Return every line of the listing below, unchanged, from its first line to the line holding "## Likely cause", that line included.

= Recorded information =
=====
Issue #1601, opened 2026-06-28
test: gam-terms --lib test build fails with 607 errors (investigate and fix)


SauersML:
`cargo check -p gam-terms` succeeds, but `cargo test -p gam-terms --lib` fails with 607 compilation errors.

## Symptom

```
cargo test -p gam-terms --lib
# → 607 errors
```

`cargo check -p gam-terms` passes cleanly.

## Likely cause

The test configuration pulls in additional dependencies or feature flags that expose compilation issues hidden from the library check. The errors need to be diagnosed before any new tests can be added to this crate.

## Impact

`gam-terms` is the basis/knot-generation layer used by `gam-models::wiggle` and many other consumers. It likely has testable pure functions but no test coverage can be added until the build is fixed.

## Steps to investigate

1. Run `cargo test -p gam-terms --lib 2>&1 | head -60` to see the first batch of errors.
2. Check if the errors are in `#[cfg(test)]` blocks or in production code exposed by test features.
3. Fix underlying issues — do NOT add `#[allow(...)]` suppressors (build.rs ban-scanner aborts on those in non-test src).

SauersML:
=====
= Answer section =
Issue #1601, opened 2026-06-28
test: gam-terms --lib test build fails with 607 errors (investigate and fix)


SauersML:
`cargo check -p gam-terms` succeeds, but `cargo test -p gam-terms --lib` fails with 607 compilation errors.

## Symptom

```
cargo test -p gam-terms --lib
# → 607 errors
```

`cargo check -p gam-terms` passes cleanly.

## Likely cause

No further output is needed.